• Your goal:
Count every line below in which "expand" occurs, then give only the count.

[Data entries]

PR #210, opened 2024-08-18
expand hashing algorithms that support `raw = TRUE` option

pearsonca:
I would like to use `digest` in some other work, but can't at the moment because the hashing algorithm I'd like to use doesn't support returning raw results.

I've worked up some changes to expand support for `raw = TRUE` for all the algorithms. I've added a test to confirm this is working.

### DIFF
--- a/ChangeLog
+++ b/ChangeLog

• Task result:
2